Kant, A. Sahoo and N. Jani
DCLUE is a
powerful simulator for studying the performance of clustered database systems.
It includes detailed simulation of an Oracle-9i like clustered
database running a TPC-C like workload.
The model implements the following features:
- Complete creation of the
database tables and their indices and their proper initialization. (Only
the required table columns [fields] are represented, but row sizes are
modeled correctly).
- Emulation of disk IO and buffer cache
at each node. Each table & its index are cached separately. Disk IO
emulates elevator scheduling, caching and other usual IO features.
- All TPC-C queries are
implemented in detail according to a query plan. Barring a few short-cuts,
each query should actually produce results as in a real database.
- Multiversion
concurrency control, where each update effectively creates a new
data version. This scheme obviates the need for read locks.
- Reasonably sophisticated
(write) locking mechanism. In particular, locks are acquired in two
phases: initial intention locking
or latching
followed by mass conversion of latches to locks. Locking granularity can
extend from page down to row level.
- Scheduling of message
sends, message receives and application processing are
implemented in a way to mimic processing by current operating systems
(simplified though).
- Thread switching is
implemented explicitly and takes into account the working set and whether
the working set fits in the processor cache. Processor caches are not
implemented; instead, their impact is accounted for in thread switching
overhead.
- Queuing and latency impact of
processor-memory data transfers are
implemented. In particular, latencies of address bus, data bus and memory
channels are accounted for in iteratively estimating the CPI (avg cycles per instruction) for the processor.

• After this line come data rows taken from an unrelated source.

PR #1790, opened 2026-07-23
fix(egress): fail over to the pinned IPv4 when a literal IPv6 dial stalls

auser:
## Problem

An admitted `mvmctl machine run --image alpine --allow-host example.com -- wget -qO- https://example.com` hung to timeout (rc=124) on HVF when the guest resolved the name in-guest (DNS-over-vsock stub) to an IPv6-preferred answer and dialed the **literal IPv6**.

Both mechanisms one would suspect are already correct:

- The DnsPin carries **both** A and AAAA (`resolve_network_policy_pins` → `to_socket_addrs`), and the hostname path (`decide_hostname_request` → `admitted_ips`) already returns them IPv4-first.
- `raw_egress::connect_first_admitted` already does correct happy-eyeballs with a 3s/IP budget.

The gap is `EgressGate::decide_addr`: for a **numeric literal** target it returned `ips: vec![ip]` — only the single dialed address. So a guest dialing `[2606:…]:443` gave the host a one-element IPv6 admitted set with no IPv4 sibling; happy-eyeballs had nothing to fall over to when the IPv6 was unreachable → stall → rc=124.

## Fix

Re-expand a pinned literal target to its pin's full admitted set, IPv4 first (reusing the existing `admitted_ips`) — the same `EgressVerdict::Allow` contract the hostname path already honors. Adds `DnsPinRegistry::find_by_ip` for the reverse (IP → pin) lookup, deterministic on the lowest `dest` when hosts share an anycast address.

**Not a policy widening (claim-10):** every returned address is still independently gated by `CanonicalEgress::permits` (mandatory-deny + banned-SSH-port enforced first), so expansion can only ever reach addresses/ports an allow-listed host already admits.

## Tests

- `literal_ipv6_dial_expands_to_pinned_ipv4_sibling` — reproduces the hang at the gate altitude (fails against the old `vec![ip]`).
- `literal_ipv4_dial_expands_to_pinned_ipv6_sibling` — the symmetric direction.
- `literal_dial_on_a_shared_ip_expands_to_the_lowest_dest_pin` — documents the deterministic shared-anycast behaviour.
- `literal_dial_without_a_matching_pin_stays_single` — no spurious expansion.
- `registry_find_by_ip_*` (mvm-protocol) — the reverse lookup + shared-IP determinism.

## Verification

`mvm-protocol` lib **348/348**, `mvm-runtime` lib **985/986** (the one failure is the `MVM_SKIP_EMBED_BINARIES` env gate — a missing `mvm-substitution-endpoint` helper, unrelated; passes in CI which builds it). `clippy -D warnings` clean, nightly `cargo fmt --all --check` clean, no spec-ref-lint hits. Independently `rust-reviewer`'d, security angle included.

## Follow-up

Live HVF end-to-end re-validation is pending #1778 landing (a `machine run --image` off `main` still kernel-panics on the C3 boot bug until then); the fix is verified at the gate altitude with a reproduction test.

### DIFF
--- a/crates/mvm-protocol/src/policy/dns_pin.rs
+++ b/crates/mvm-protocol/src/policy/dns_pin.rs
@@ -173,6 +173,16 @@ impl DnsPinRegistry {
         self.pins.get(dest)
     }
 
+    /// The first pin (in `dest` sort order) whose admitted set contains `ip`,
+    /// or `None` — the reverse of [`lookup`], which keys on the destination
+    /// string. Used to recover a host's full dual-family address set when a
+    /// guest dialed one of its addresses as a literal. When several pinned
+    /// hosts share an address (CDN / anycast fronting), the lowest `dest` wins
+    /// deterministically (`pins` iterates in sorted key order).
+    pub fn find_by_ip(&self, ip: &IpAddr) -> Option<&DnsPin> {
+        self.pins.values().find(|pin| pin.matches(ip))
+    }
+
     /// Number of pins currently in the registry.
     pub fn len(&self) -> usize {
         self.pins.len()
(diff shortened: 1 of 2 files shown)


auser:
Superseded by #1787, which contains the same IPv4 happy-eyeballs fallback fix.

- Oracle 9i like cache fusion
architecture which allows pooling of buffer caches from all nodes. As a result, a lot of local buffer cache
misses can be satisfied from some remote buffer cache.
- Inter-process
communication (IPC) messages between nodes are implemented
explicitly and are used for a variety of purposes including locking,
directory query/update, data transfer, etc.
- Remote disk accesses use iSCSI protocol which itself requires a couple
of IPC messages. These are called “storage messages” and are carried on
separate TCP connections from regular IPC messages. They may also be
carried on a separate fabric.
- Logging of
all modified data to log disks before a transaction is allowed to commit.

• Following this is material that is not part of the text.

PR #1804, opened 2026-07-24
fix(mvm-fs): OCI multi-layer unpack replaces prior-layer paths (#1674)

### LINKED ISSUE #1674: mvm-oci: O_EXCL unpack refuses any path a later layer rewrites (breaks most multi-layer images)
## Summary

`mvm-oci`'s hardened unpacker opens every regular file with `O_CREAT | O_EXCL` ([`unpack.rs` `write_regular_file`](https://github.com/tinylabscom/mvm/blob/main/crates/mvm-oci/src/unpack.rs)). OCI images are unpacked layer-by-layer into one root with overlay semantics, so any path that a **later layer rewrites** (very common: `apt`/`npm`/`useradd` all rewrite `/etc/passwd`, `/etc/group`, `/etc/shadow`, `/etc/gshadow`, `/etc/subuid`, `/etc/subgid` and their `-` backups) hits `EEXIST` on the second layer. `map_resolve_errno` maps `EEXIST` to `RefusalReason::MalformedHeader`, and `mvmctl machine run` treats a non-empty refusal set as fatal — so the boot aborts.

Logging could be directed to one or more nodes.
Owing to its very detailed
nature, the model requires a rather fine-grain calibration, which could
be difficult, but can be done reasonably for a well studied workloads like
TPC-C, TCP/IP processing, iSCSI processing, etc. On the positive side, however, the model
isn't dependent on high level input parameters such as buffer cache hit ratio
or number of IPC messages per transaction – things that will be easily
invalidated by a change in configuration.

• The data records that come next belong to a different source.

PR #1846, opened 2026-07-25
fix(lineage): atomically publish image.created nodes

### LINKED ISSUE #1833: image.created emit-then-save is non-atomic: a save failure leaves a phantom audit entry
Part of #1806 (surfaced in B2 review of #1808). **Deferred, low-severity.**

`record_image_node` (`crates/mvm-cli/src/commands/build/image_lineage.rs`) emits
the chain-signed `image.created` entry **before** `ImageStore::save`. The
ordering is deliberate and correct for the security posture: the store must
never hold a node the audit chain cannot anchor, so emit-before-save is the
right choice (an un-anchorable stored node would fail `verify_image_lineage`).

The gap: the two writes aren't atomic. If `save` fails *after* `emit` succeeds
(disk full on `~/.mvm/images`, permission drift, process kill), the chain
carries an `image.created` entry with no corresponding stored node. A retry's
`head_for` finds nothing → treats it as a fresh genesis → emits a **second**
`image.created` for the same identity. The chain accumulates phantom entries no
lineage walk references.

**Impact:** harmless to `verify_image_lineage` (walks start from stored nodes)
and the audit chain stays cryptographically valid; it only pollutes `mvmctl
trust audit verify` / `explain` output. Mostly self-heals (the artifacts are on
content-addressed cache paths).

**Fix options:** dedup the emit (skip if the signed chain already records this
`node_digest`), or write the node to a temp path → emit → atomic rename. Neither
is free (a chain read or a temp+rename dance), which is why it's deferred rather
than folded into B2.

auser:
Closes #1833

## Summary

- stage serialized image-lineage nodes before emitting `image.created`
- atomically publish the staged node only after audit succeeds
- clean up abandoned stages and cover staging failures with tests

## Verification

- `cargo check --workspace`
- `cargo test --workspace -- --test-threads=1`

### DIFF
--- a/crates/mvm-cli/src/commands/build/image_lineage.rs
+++ b/crates/mvm-cli/src/commands/build/image_lineage.rs
@@ -3,8 +3,8 @@
 //! A build produces a compiled microVM image; this module content-addresses
 //! that image into an [`ImageNode`], hash-links it onto the prior build of the
 //! same slot identity, and binds its creation into the host-signed audit chain
-//! *before* the build reports success. The store never holds a node the audit
-//! chain cannot anchor.
+//! after staging the node, then atomically publishes it before the build reports
+//! success. The store never holds a node the audit chain cannot anchor.
 //!
 //! # Lineage is PROVENANCE, not AUTHORIZATION
 //!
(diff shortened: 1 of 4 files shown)


auser:
Superseded by #1844, which landed the issue fix while this branch was in CI.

The model is developed using the OPNET simulation package and uses the
complete TCP/IP/Ethernet MAC provided by OPNET
for networking. DCLUE also supports a
rudimentary implementation of SCTP as the
transport protocol. For more information on DCLUE, please consult the
following papers:
- K. Kant and A. Sahoo, “Clustered
DBMS Scalability under Unified Ethernet Fabric”, Proc. of ICPP, May
2005, Oslo, Norway
- K. Kant, A. Sahoo
and N. Jani, “DCLUE:
A Distributed Cluster Emulator”, to appear in IEICE Transactions, Special Issue on Parallel/Distributed Computing
and Networking, 2006. Also appears in Proc. of 2005 Opnetwork, Washington DC, Aug 2005.
The main
use of DCLUE will be in a series of ongoing projects dealing with fabrics for future
data centers. In particular, DCLUE will be used to evaluation real
application impact of a variety of link level, network level and transport
level fabric features. DCLUE can be made available in source form on a request
basis.